All inorganic perovskite-based artificial synaptic device for self-optimized neuromorphic computing

Artificial synapse that can mimic physiological synaptic behaviors has attracted extensive attentions in intelligent robots. However, it is an extreme challenge for artificial synapses to achieve self-optimized feedback of mimicking biological behavior. Herein, a novel self-powered artificial neural pathway (SANP) is developed by coupling CsPbBrxI(3-x)-based artificial synaptic device and triboelectric nanogenerator (TENG) for self-optimized neuromorphic computing. The TENG can convert external mechanical stimulation into electricity that acts not only as a supply source to power the SANP but also as electrical stimulation to transmit to the synaptic device for neuromorphic computing. The synaptic device's conductance can be well modulated by the electrical stimulation, which tunes the height of Schottky barrier between Ag and CsPbBrxI(3-x), to simulate the regulation of synaptic plasticity. Simultaneously, the synaptic device can implement synaptic functions of learning and memory.
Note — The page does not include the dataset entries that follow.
PR #1464, opened 2024-08-15
New endpoint for synchronising by candidate ID

martyn-w:
Adds a new endpoint, `/api/operations/backfill_apply_candidates_from_ids` for triggering a synchronise with the Apply system for a specific Candidate ID.

See trello ticket: https://trello.com/c/xcork9SB/6409-backfill-missing-data-from-apply-into-the-crm

### DIFF
--- a/GetIntoTeachingApi/Controllers/OperationsController.cs
+++ b/GetIntoTeachingApi/Controllers/OperationsController.cs
@@ -142,8 +142,31 @@ namespace GetIntoTeachingApi.Controllers
             {
                 return BadRequest("Backfill already in progress");
             }
+            
+            _jobClient.Enqueue<ApplyBackfillJob>((x) => x.RunAsync(updatedSince, 1, null));
 
-            _jobClient.Enqueue<ApplyBackfillJob>((x) => x.RunAsync(updatedSince, 1));
+            return NoContent();
+        }
+        
+        [HttpPost]
+        [Authorize(Roles = "Admin")]
+        [Route("backfill_apply_candidates_from_ids")]
+        [SwaggerOperation(
+            Summary = "Triggers a backfill job to sync the CRM with the Apply candidates for specified candidate Ids.",
+            Description = "The backfill will query all candidate information from the Apply API and " +
+                          "queue jobs to sync the data with the CRM.",
+            OperationId = "BackfillApplyCandidatesFromIds",
+            Tags = new[] { "Operations" })]
+        [ProducesResponseType(StatusCodes.Status204NoContent)]
+        [ProducesResponseType(StatusCodes.Status400BadRequest)]
+        public IActionResult BackfillApplyCandidatesFromIds([FromBody, SwaggerRequestBody("Candidate IDs to backfill", Required = true)] CandidateIdsRequest request)
+        {
+            if (_appSettings.IsApplyBackfillInProgress)
+            {
+                return BadRequest("Backfill already in progress");
+            }
+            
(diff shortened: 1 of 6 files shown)


GetIntoTeachingApi/Controllers/OperationsController.cs
```diff
@@ -2,13 +2,13 @@
...
-using GetIntoTeachingApi.Jobs;
+using GetIntoTeachingApi.Jobs;
 using GetIntoTeachingApi.Models;
 using GetIntoTeachingApi.Models.Crm;
 using GetIntoTeachingApi.Services;
 using GetIntoTeachingApi.Utils;
-using Hangfire;
-using Microsoft.AspNetCore.Authorization;
+using Hangfire;
+using Microsoft.AspNetCore.Authorization;
```
carlosmartinez, line 11: why do these show up as diffs?

GetIntoTeachingApi/Jobs/ApplyBackfillJob.cs
```diff
@@ -76,7 +88,48 @@ private async Task QueueCandidateSyncJobs(DateTime updatedSince, int startPage)
...
+                {
+                    _logger.LogError("Failed to fetch CandidateID C{CandidateId} from the Apply API (status: {Status})", candidateId, ex.StatusCode);
+                }
+
+                await Task.Delay(100);
+            }
+            
+            // When we reach the end page we re-queue the backfill job
+            // to process the next batch of candidate IDs.
+            if (remainder?.Any() ?? false)
```
carlosmartinez, line 130:
```suggestion
            if (remainder?.Any())
```

GetIntoTeachingApi/Jobs/ApplyBackfillJob.cs
```diff
@@ -76,7 +88,48 @@ private async Task QueueCandidateSyncJobs(DateTime updatedSince, int startPage)
...
+                    _logger.LogInformation("Scheduling ApplyBackfillJob - Syncing CandidateID: C{Id}", candidateId);
+                    
+                    _jobClient.Schedule<ApplyCandidateSyncJob>(x => x.Run(candidate.Data), TimeSpan.FromSeconds(60));
+                }
+                catch (FlurlHttpException ex)
+                {
+                    _logger.LogError("Failed to fetch CandidateID C{CandidateId} from the Apply API (status: {Status})", candidateId, ex.StatusCode);
+                }
+
+                await Task.Delay(100);
```
carlosmartinez, line 125: is this for rate limiting? probably deserves a comment if so

GetIntoTeachingApi/Jobs/ApplyBackfillJob.cs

Furthermore, the SANP as self-powered mechano-nociceptor can successfully mimic the nociceptor features of "threshold", "relaxation" and "allodynia". More importantly, under repeated mechanical stimulation, the SANP with synaptic self-optimized feedback features enables the learning and memory training and the robotic arm's grabbing and spreading simultaneously. Consequently, the SANP can effectively accomplish signal transmission, processing, and learning tasks without external power supply, which demonstrates potential application in neuromorphic computing and intelligent robots.